***** Data for review
Issue #112, opened 2021-02-16
Clicking "Open" on an untouched model inputs pane opens a new inputs pane


phargogh:
To reproduce:

* Open the workbench
* Open a model (I used Fisheries)
* Click the "open" button to attempt to load a set of input parameters into the existing pane
* Select the parameter set
* Observe that a new pane was opened, leaving the original, empty, pane open.

The behavior I'd expect is that if:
**********
For every line above with the word "that" in it, make a copy.

* Observe that a new pane was opened, leaving the original, empty, pane open.
The behavior I'd expect is that if:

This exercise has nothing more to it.